Background information
- Born: 1979 or 1980 (age 46–47)
- Origin: London
- Genres: Electronic dance music
- Occupations: Disc Jockey, Marketer
- Instrument: turntable

Instagram information
- Page: Fish56Octagon;
- Followers: 649,000 (7 December 2024)

TikTok information
- Page: Fish56Octagon;
- Followers: 443,000

= Fish56Octagon =

British disc jockey

Fish56Octagon (born 1979 or 1980) is a British electronic dance music disc jockey and marketing professional. He gained a social media following due to his videos exhibiting his enthusiasm for dance music, typically while wearing a dressing gown. Since gaining popularity he has played live sets at several notable events including Creamfields, Boomtown and Glastonbury Festival.

==Biography==
Following formal education Fish56Octagon, sometimes known as Fish, worked in the marketing industry in a variety of sectors.

During lockdown Fish started making TikTok videos, giving automobile and insurance advice and tips to drivers. In 2023/2024 he changed the focus of his videos to depict himself playing different genres of electronic music, including speed garage, rave and psy-trance, often in domestic scenarios. Subsequently Fish56Octagon gained a cult following, largely by "sharing his infectious love for all electronic music genres", and accumulated c. 500,000 followers on Instagram. It has been reported that his success has been dismissed by rave "know-it-alls", however Fish has responded saying "that you can just put yourself out there and not care what other people think".
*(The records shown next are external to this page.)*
PR #439, opened 2021-04-17
Test for ambiguities?

mcabbott:
This runs `detect_ambiguities`, but doesn't (yet) demand the result be empty. 

Here's the list it prints out: https://github.com/PainterQubits/Unitful.jl/pull/439/checks?check_run_id=2367869650#step:6:35

### DIFF
--- a/src/quantities.jl
+++ b/src/quantities.jl
@@ -191,6 +191,7 @@ for (_x,_y) in [(:fma, :_fma), (:muladd, :_muladd)]
     # Catch some signatures pre-promotion
     @eval @inline ($_x)(x::Number, y::AbstractQuantity, z::AbstractQuantity) = ($_y)(x,y,z)
     @eval @inline ($_x)(x::AbstractQuantity, y::Number, z::AbstractQuantity) = ($_y)(x,y,z)
+    @eval @inline ($_x)(x::AbstractQuantity, y::AbstractQuantity, z::AbstractQuantity) = ($_y)(x,y,z)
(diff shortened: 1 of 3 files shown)


giordano:
Interesting.  I think it makes sense to have this test if it also enforces that there are no ambiguities, just printing them doesn't encourage _too_ much to fix them :slightly_smiling_face:

mcabbott:
I fixed a few, not sure I understand the package well enough to fix all of them, nor to know whether they can ever matter in practice. 

So maybe this is more an issue than a PR for now. It could perhaps test `length(detect_ambiguities(Unitful) <= 25` which would at least make it harder to introduce new ones.

src/quantities.jl
```diff
@@ -191,6 +191,7 @@ for (_x,_y) in [(:fma, :_fma), (:muladd, :_muladd)]
     # Catch some signatures pre-promotion
     @eval @inline ($_x)(x::Number, y::AbstractQuantity, z::AbstractQuantity) = ($_y)(x,y,z)
     @eval @inline ($_x)(x::AbstractQuantity, y::Number, z::AbstractQuantity) = ($_y)(x,y,z)
+    @eval @inline ($_x)(x::AbstractQuantity, y::AbstractQuantity, z::AbstractQuantity) = ($_y)(x,y,z)
```
sostock, line 194: Adding this method means that the one below it can be deleted (it’s the same but with unused type parameters).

In May 2024 Glastonbury festival announced a tribute to DJ Annie Nightingale, to be held that year at the Glade stage, that featured Fish playing a DJ set with music favoured by Nightingale. He headlined the Pepsi Max trance tent at Creamfields the same year, reportedly attracting a substantial crowd. Fish made his Scottish live debut in September 2024, playing at the SWG3 club. His performance at the 2024 Parklife festival was reviewed as "one of the highlight sets". He also had a sold-out tour in the United Kingdom in the summer of 2024, and was scheduled to play at the Beyond the Valley festival in Australia.

In June 2024 the Guardian reported that Fish56Octagon is not his real name, and that he is reluctant to reveal what it is. In August 2024 it was reported that Fish had quit the "day job" in order to focus on his live music career.

The Octagon Discs record label was launched by Fish in September 2024, with the first release a remix of Superstylin' by Declan Knapp.

==Personal life==
Fish lives in Southeast England with his wife and two children.